> [WHAT IS BEING ASKED] All that should come back is the lines of the data below from the one containing "Some recent Modpublisher" to the one containing "## Extra notes", inclusive, exactly as they stand.

> [EXTRACTED RECORDS]
PR #195, opened 2024-04-04
Add GitHub publishing and CI publishing

MattSturgeon:
## Summary

This PR consists of three parts:

#### 1. Configure modpublisher for GitHub Releases

Some recent Modpublisher PRs added support for configuring the github release tag separately from the "version". This allows use to use `1.2.3+mc1.20.4` as our curseforge/modrinth version, while publishing to a GitHub Release tagged as `v1.2.3`.

Support for marking the Release as "draft" was also added. This has the advantage of allowing a release to be created _before_ the tag exists, without GitHub automatically creating an (unsigned) tag.

Now, running `./gradlew publishMod` will also publish a draft release to GitHub.

Currently untested.

#### 2. Auto publish when pushing `+mc*` tags

This is pretty simple; automatically run `./gradlew publishMod` whenever a tag ending in `+mc*` is pushed to one of the release branches (`main` and `1.*`).

Currently untested.

#### 3. Publish GH releases when pushing "canonical" tags

This is still WIP, and may be postponed until a follow up PR.

The concept is simple; set `draft=false` on the github release when a "release tag" gets pushed.

However, we may also want to create the release if it doesn't exist yet? Alternatively, we might want a new modpublisher feature where the release is marked `draft` only if the tag doesn't exist yet. https://github.com/firstdarkdev/modpublisher/issues/16

Currently WIP & untested.

## Extra notes

See [Filter pattern cheat sheet](https://docs.github.com/en/actions/using-workflows/workflow-syntax-for-github-actions#filter-pattern-cheat-sheet), because it turns out the `on` tag/branch/path filters aren't actually globs. It's some weird custom mash-up of regex & glob...

### DIFF
--- a/build.gradle
+++ b/build.gradle
@@ -160,6 +160,17 @@ subprojects {
             curseID = "557076"
             modrinthID = "XeEZ3fK2"
 
+            github {
+                // Extract our repo slug from the github URL
+                repo = rootProject.source_code_url.replaceFirst("^https?://github\\.com/", "")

> [TASK RESPONSE]
Some recent Modpublisher PRs added support for configuring the github release tag separately from the "version". This allows use to use `1.2.3+mc1.20.4` as our curseforge/modrinth version, while publishing to a GitHub Release tagged as `v1.2.3`.

Support for marking the Release as "draft" was also added. This has the advantage of allowing a release to be created _before_ the tag exists, without GitHub automatically creating an (unsigned) tag.

Now, running `./gradlew publishMod` will also publish a draft release to GitHub.

Currently untested.

#### 2. Auto publish when pushing `+mc*` tags

This is pretty simple; automatically run `./gradlew publishMod` whenever a tag ending in `+mc*` is pushed to one of the release branches (`main` and `1.*`).

Currently untested.

#### 3. Publish GH releases when pushing "canonical" tags

This is still WIP, and may be postponed until a follow up PR.

The concept is simple; set `draft=false` on the github release when a "release tag" gets pushed.

However, we may also want to create the release if it doesn't exist yet? Alternatively, we might want a new modpublisher feature where the release is marked `draft` only if the tag doesn't exist yet. https://github.com/firstdarkdev/modpublisher/issues/16

Currently WIP & untested.

## Extra notes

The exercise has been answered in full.